Cellist Diane Tremaine and violinist and concertmaster Julia Persitz have been with the orchestra since its founding. They both said they'll miss the joy children expressed at the music. Persitz added that many of those kids have returned as adults to tell her how the Sinfonia's in-school programs influenced their career choices.

"I ask the kids at these concerts: Who liked the Mozart?" Fishman said. "Every hand goes up. Who liked the Mendelssohn? Every hand goes up. I still believe that doing music this way can impact kids, still help them academically and emotionally. Studies have shown that if you play an instrument, you use your whole brain. If the schools were really serious about improving academics, they would have every kid playing an instrument every day, starting in fourth grade."
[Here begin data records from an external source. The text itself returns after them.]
PR #7682, opened 2018-03-23
Hex Tiling and Binning

### LINKED ISSUE #4786: Add a hex tiling glyph
hex binning is useful (https://cran.r-project.org/web/packages/hexbin/vignettes/hexagon_binning.pdf) and I've seen a lot of cool hexmaps recently: http://www.theguardian.com/politics/ng-interactive/2016/jun/23/eu-referendum-live-results-and-analysis

screen shot 2016-07-11 at 1 34 17 pm

bryevdv:
WIP but checking in for anyone that wants to get an early look. 

(Currently) Supports:

* point top or flat top orientation
* individual hex tile scaling
* point and line hit testing

Does *not* support WebGL, and I doubt I will be capable of adding that in this round. 

- [x] issues: fixes #4786
- [x] tests added / passed


bryevdv:
@mattpap I am little hazy on when the any `self` is needed so comments welcome.

bryevdv:
Here is a sample script to play around with:

```
import numpy as np
import pandas as pd

from bokeh.models import ColumnDataSource, HoverTool
from bokeh.models.glyphs import HexTile
from bokeh.palettes import Viridis256
from bokeh.transform import linear_cmap

np.random.seed(0)
n = 10000
x = 2 + 3*np.random.standard_normal(n)
y = 2 + 3*np.random.standard_normal(n)

size=0.5

x = (x - size) / (2*size);

t1 = y / size
t2 = np.floor(x + t1)
r = np.floor((np.floor(t1 - x) + t2) / 3)
q = np.floor((np.floor(2 * x + 1) + t2) / 3) - r

df = pd.DataFrame(dict(r=r.astype(int), q=q.astype(int)))
bins = df.groupby(['q', 'r']).size().reset_index(name='counts')

plot = figure(title=None, match_aspect=True, tools="tap")

    q=bins.q,
    r=bins.r,
    c=bins.counts
))

plot.hex_tile(q="q", r="r", size=size, fill_color=linear_cmap('c', Viridis256, 0, max(bins.counts)),
              line_color=None, source=source, hover_fill_color="firebrick", hover_fill_alpha=0.2)

hover = HoverTool(tooltips=None,# [
    #     ("index", "$index"),
    #     ("(x,y)", "($x, $y)"),
    #     ("(sx,sy)", "($sx, $sy)"),
    # ],
    mode="mouse")
plot.add_tools(hover)

output_file("foo.html")

show(plot)
```

mattpap:
> I am little hazy on when the any self is needed so comments welcome.

You need to fill in all the type-related stuff for coords (`q` and `r`). You can just copy code from `XYGlyph` and rename members accordingly.

philippjfr:
Just a quick comment, I couldn't find a way to draw unequally sized hexagon using the current implementation. Hex bins/tiles are frequently used as a density map on data that has very unequal scales, so it would be very nice if that could be supported. Here's an example:

image

bryevdv:
I want to add more docs but I think they will involve some re-organization so I would like to merge this and get a dev build out, then follow up with another docs PR. @philippjfr @mattpap can you look at this first thing tomorrow?

I think we can release as soon as this work is done.

bokeh/models/glyphs.py
```diff
@@ -305,6 +306,59 @@ class HBar(Glyph):
...
+
+    q = NumberSpec(help="""
+    The "column" axial coordinates of the tile centers.
+    """)
+
+    scale = NumberSpec(1.0, help="""
+    A scale factor for individual tiles.
+    """)
+
+    orientation = String("pointytop", help="""
```
mattpap: This should be an enum.

bokeh/models/glyphs.py
```diff
@@ -305,6 +306,59 @@ class HBar(Glyph):
...
+    __example__ = "examples/reference/models/HexTile.py"
+
+    # a canonical order for positional args that can be used for any
+    # functions derived from this class
+    _args = ('q', 'r')
+
+    size = Float(1.0, help="""
+    The radius (in data space units) of the hex tiling.
+
+    The radius is always measured along the cartesian y-axis for "pointy_top"
```
mattpap: `pointytop`

bokehjs/src/coffee/models/glyphs/hex_tile.ts
```diff
@@ -0,0 +1,279 @@
...
+export class HexTileView extends GlyphView {
+  model: HexTile
+  visuals: HexTile.Visuals
+
+  scenterx(i: number): number { return this.sx[i] }
+
+  scentery(i: number): number { return this.sy[i] }
+
+  protected _set_data(): void {
+    const self = this as any
```
mattpap: Those `any`s have to be removed. Adding `_q` and `_r` (`Arrayable<number>`) to `HexTileData` should be sufficient.

bokehjs/src/coffee/models/glyphs/hex_tile.ts
```diff
@@ -0,0 +1,279 @@
...
+        continue
+      points.push({minX: x-xsize, minY: y-ysize, maxX: x+xsize, maxY: y+ysize, i})
+    }
+    return new RBush(points)
+  }
+
+  // overriding map_data instead of _map_data because the default automatic mappings
+  // for other glyphs (with cartesian coordinates) is not useful
+  map_data(): void {
+    const self = this as any
```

While the Sinfonia will cease to exist come 2025, Fishman sees it still having a life through its educational videos, which use classical compositions to teach about math, science and literature.

"We now have four videos that are available to schools throughout the state," he said. "That means thousands of students. If those stay in the school libraries and go on YouTube, they can go all over the place. That would be a fitting legacy."

Minnesota Sinfonia

What: "Happy Holidays!"

When and where: 7 p.m. Fri., First Covenant Church, 1280 Arcade St., St. Paul; 2 p.m. Sun., Basilica of St. Mary, 1600 Hennepin Av. S., Mpls.

Tickets: Free, information at mnsinfonia.org.